As someone without any biology background, through self-studying , I am trying to understand and implement the pipeline of data analysis of raw Illumina bead array data.
Currently, I am trying to recreate the analysis and results of the following paper: Patel, H., Hodges, A. K., Curtis, C., Lee, S. H., Troakes, C., Dobson, R. J. B., & Newhouse, S. J. (2019). Transcriptomic analysis of probable asymptomatic and symptomatic alzheimer brains. Brain, behavior, and immunity, 80, 644–656. The data stored at GEO: https://www.ncbi.nlm.nih.gov/geo/query/acc.cgi?acc=GSE118553.
The paper describes initial data processing: Raw gene expression data was exported from Illumina’s GenomeStudio (version 2011.1) into RStudio (version 0.99.467) for data processing. Using R (version 3.2.2), raw data was Maximum Likelihood Estimation (MLE) background corrected using R package “MBCB” (version 1.18.0) (Allen et al., 2010), log2 transformed, and underwent Robust Spline Normalisation (RSN) using R package “lumi” (version 2.16.0) .
My initial implementation is a follows:
library(lumi)
library(MBCB)
raw_data<-read.table('GSE118553_non-normalized_data.txt', sep='', header=TRUE) #import non-normalized set
expression_columns <- grep("(?<!Detection_Pval)$", colnames(raw_data), perl = TRUE) #remove columns with detection p-val
expression_matrix <- raw_data[, expression_columns]
df <- read.table('GPL10558_HumanHT-12_V4_0_R2_15002873_B.txt', skip = 8,nrow=92, header = TRUE,fill=TRUE, sep = "\t", stringsAsFactors = FALSE, quote = "\"", check.names = FALSE) #import data where the control samples are indicated
transposed_control_vec<-as.vector(df$Probe_Id)
control_group<-data %>% dplyr::filter(ID_REF %in% transposed_control_vec)%>% dplyr::select(-ID_REF) #select only control Illumina samples and remove ID_REF column
expression_matrix <- expression_matrix %>% dplyr::filter(!ID_REF %in% transposed_control_vec) %>% dplyr::select(-ID_REF) #select non-control samples and remove ID_REF
corrected_np<-mbcb.correct (expression_matrix,
control_group,
mleBool = TRUE)
df_np<-as.data.frame(corrected_np$NP)
df_np=log2(df_np)
rsn_tr<-as.data.frame(rsn(as.matrix(df_np)))

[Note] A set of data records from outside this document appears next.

PR #517, opened 2019-05-31
Validation of input parameters

drehak:


leapp/workflows/__init__.py
```diff
@@ -178,6 +184,11 @@ def run(self, context=None, until_phase=None, until_actor=None, skip_phases_unti
 
         self._errors = get_errors(context)
 
+        for phase in skip_phases_until, needle_phase:
+            if not is_valid_phase(phase):
+                self.log.error('Phase {phase} does not exist in the workflow'.format(phase=phase))
+                return
```
vinzenz: well you should then ensure that we exit with non 0 status code.

leapp/workflows/__init__.py
```diff
@@ -27,6 +27,14 @@ def _get_phases_sorted(attrs):
     return tuple(sorted([attr for attr in attrs.values() if _is_phase(attr)], key=_phase_sorter_key))
 
 
+def actor_names(actor=None):
+    return (actor.name.lower(), actor.class_name.lower()) if actor else (None)
+
+
+def phase_names(phase=None):
+    return (phase[0].__name__.lower(), phase[0].name.lower()) if phase else (None)
```
vinzenz:
```suggestion
    return (phase[0].__name__.lower(), phase[0].name.lower()) if phase else ()
```

leapp/workflows/__init__.py
```diff
@@ -27,6 +27,14 @@ def _get_phases_sorted(attrs):
     return tuple(sorted([attr for attr in attrs.values() if _is_phase(attr)], key=_phase_sorter_key))
 
 
+def actor_names(actor=None):
+    return (actor.name.lower(), actor.class_name.lower()) if actor else (None)
```
vinzenz:
```suggestion
    return (actor.name.lower(), actor.class_name.lower()) if actor else ()
```

leapp/workflows/__init__.py
```diff
@@ -141,6 +149,12 @@ def serialize(cls):
             'phases': [phase.serialize() for phase in cls.phases],
         }
 
+
+    def is_valid_phase(self, phase=None):
+        if phase:
+            return phase in [phase_names(phase) for phase in self._phase_actors]
```
vinzenz: you Need to flatten the list of tuples to be able to search in it

drehak: Should be fine now.

drehak:
Since the related issue is about general validation - rather than just workflow phase names - are there any other input parameters that might need similar validation?

vinzenz:
I am not sure if --whitelist-experimental is already validated - Please check, if not then we gotta add it too. But again It's actor names

leapp/workflows/__init__.py
vinzenz: AFAIR yes

drehak: Okay then, replaced this with a CommandError.

drehak:
Turns out it's validated. I've nuked my latest commits, hopefully nothing breaks this way.

leapp/workflows/__init__.py
```diff
@@ -178,11 +191,15 @@ def run(self, context=None, until_phase=None, until_actor=None, skip_phases_unti
 
         self._errors = get_errors(context)
 
+        for phase in skip_phases_until, needle_phase:
+            if phase and not self.is_valid_phase(phase):
```
vinzenz: Is valid phase returns None if the phase is None or empty so the is unnecessary

vinzenz: Never mind it is necessary I just realized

However, the resulting values are not identical to the set with already processed ones available in GEO.
One hesitation is that rsn()
function requires rows as sample and genes as columns, but in this case it is not clear for me how the genes are coded.

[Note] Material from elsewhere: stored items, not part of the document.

PR #519, opened 2019-06-05
[WIP] lint: Add some more linter checks

fernflower:


leapp/snactor/commands/repo/__init__.py
```diff
@@ -1,3 +1,4 @@
+from __future__ import print_function
```
vojtechsokol: Shouldn't there be a blank line between imports from `__future__` and other imports?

The column names of the control_group
start with GSM,
Column names of the expression_matrix
are (XXXXXXXXXXX_LETTER
, e.g. 9345344009_A
) - these are sample IDs, as given in the description, for example:
GSM3332689 Temporal_Cortex AD (9371242065_I).
ID_REF
are Illumina probe IDs in the format ILMN_XXXXXXX
.
Would be very grateful for suggestions and highlights of mistakes!